Beginner’s Guide to Machine Learning with Python
- 2019-04-10 01:19 AM
Beginner’s Guide to Machine Learning with Python
Machine Learning, a prominent topic in Artificial Intelligence domain, has been in the spotlight for quite some time now. This area may offer an attractive opportunity, and starting a career in it is not as difficult as it may seem at first glance. Even if you have zero-experience in math or programming, it is not a problem. The most important element of your success is purely your own interest and motivation to learn all those things.
If you are a newcomer, you do not know where to start studying and why you need Machine Learning and why it is gaining more and more popularity lately, you got into the right place! I’ve gathered all the needed information and useful resources to help you gain new knowledge and accomplish your first projects.
Why Starting With Python?
If your aim is growing into a successful coder, you need to know a lot of things.
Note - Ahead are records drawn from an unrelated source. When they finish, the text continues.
PR #1213, opened 2025-01-16
Support CompileTimeLocation in K2

mkornaukhov03:


astrophysik (commented):
LGTM

mkornaukhov03:
> LGTM

Github doesn't consider it as an approve =(

runtime-light/stdlib/compile-time-location/compile-time-location.h
apolyakov, line 1: Is there a reason for that class not being moved to `runtime-common`?

apolyakov (changes requested):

But, for Machine Learning & Data Science, it is pretty enough to master at least one coding language and use it confidently. So, calm down, you don’t have to be a programming genius.
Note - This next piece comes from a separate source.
PR #1218, opened 2025-01-18
Fix problem with fmt lib in bookworm

mkornaukhov03:
Default fmtlib version in bookworm gives warning when passing enums to fmt_* functions. Behavior is not changed.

For successful Machine Learning journey, it’s necessary to choose the appropriate coding language right from the beginning, as your choice will determine your future. On this step, you must think strategically and arranged correctly the priorities and don’t spend time on unnecessary things.
My opinion — Python is a perfect choice for beginner to make your focus on in order to jump into the field of machine learning and data science.It is a minimalistic and intuitive language with a full-featured library line (also called frameworks) which significantly reduces the time required to get your first results.
Step 0. Brief Overview of ML Process You Need to Know
Machine learning is learning based on experience. As an example, it is like a person who learns to play chess through observation as others play. In this way, computers can be programmed through the provision of information which they are trained, acquiring the ability to identify elements or their characteristics with high probability.
First of all, you need to know that there are various stages of machine learning:
- data collection
- data sorting
- data analysis
- algorithm development
- checking algorithm generated
- the use of an algorithm to further conclusions
To look for patterns, various algorithms are used, which are divided into two groups:
- Unsupervised learning
- Supervised learning
With unsupervised learning, your machine receives only a set of input data. Thereafter, the machine is up to determine the relationship between the entered data and any other hypothetical data. Unlike supervised learning, where the machine is provided with some verification data for learning, independent Unsupervised learning implies that the computer itself will find patterns and relationships between different data sets. Unsupervised learning can be further divided into clustering and association.
Supervised learning implies the computer ability to recognize elements based on the provided samples. The computer studies it and develops the ability to recognize new data based on this data. For example, you can train your computer to filter spam messages based on previously received information.
Some Supervised learning algorithms include:
- Decision trees
- Support-vector machine
- Naive Bayes classifier
- k-nearest neighbors
- linear regression
Step 1. Brush up Your Math Skills Needed for Python Mathematical Libraries
A person working in the field of AI and ML who doesn’t know math is like a politician who doesn’t know how to persuade. Both have an inescapable area to work upon!
So yes, you can’t deal with ML and Data Science projects without leastwise minor math knowledge basis. However, you don’t need to have a degree in Mathematics to succeed. In my personal experience, devoting at-least 30–45 minutes every day will bear much fruit and you’ll understand and learn advanced Python topics for Maths and Statistics faster.
You need to read or refresh the underlying theory. No need to read a whole tutorial, just focus on key concepts.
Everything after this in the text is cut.